━━━━━ DATA SUPPLIED ━━━━━
PR #320, opened 2023-07-07
Fix schemas and inputs

larsbeck:


templates/mip-knapsack/input.json
merschformann, line 1: lol, where did the volume come from? I guess there was a multi-dimensional knapsack at some point. :sweat_smile:

route/router.go
```diff
@@ -117,8 +117,8 @@ type Stop struct {
 
 // TimeWindow represents a time window for a shift of a vehicle or a stop.
 type TimeWindow struct {
-	Start time.Time `json:"start"`
-	End   time.Time `json:"end"`
+	Start time.Time `json:"start,omitempty"`
+	End   time.Time `json:"end,omitempty"`
```
merschformann, line 121: Out of curiosity: why is `omitempty` required on input structs? Isn't that only relevant for `Marshal` and not so much `Unmarshal`.

merschformann (approved):
:rocket:

sebastian-quintero (approved):

route/router.go
larsbeck: The json schema validation library marks fields with omitempty  as optional. And as you correctly say, _we_ only use it on outputs for marshaling via the json package in the standard library. So this should not interfere.

templates/mip-knapsack/input.json
larsbeck: It was there for a demo so that people only had to add fields to the struct and then add the new constraint.

route/router.go
merschformann: Ah, makes sense. Thanks for clarifying.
━━━━━
Copy out each line of the records above that includes "merschformann".

merschformann, line 1: lol, where did the volume come from? I guess there was a multi-dimensional knapsack at some point. :sweat_smile:
merschformann, line 121: Out of curiosity: why is `omitempty` required on input structs? Isn't that only relevant for `Marshal` and not so much `Unmarshal`.
merschformann (approved):
merschformann: Ah, makes sense. Thanks for clarifying.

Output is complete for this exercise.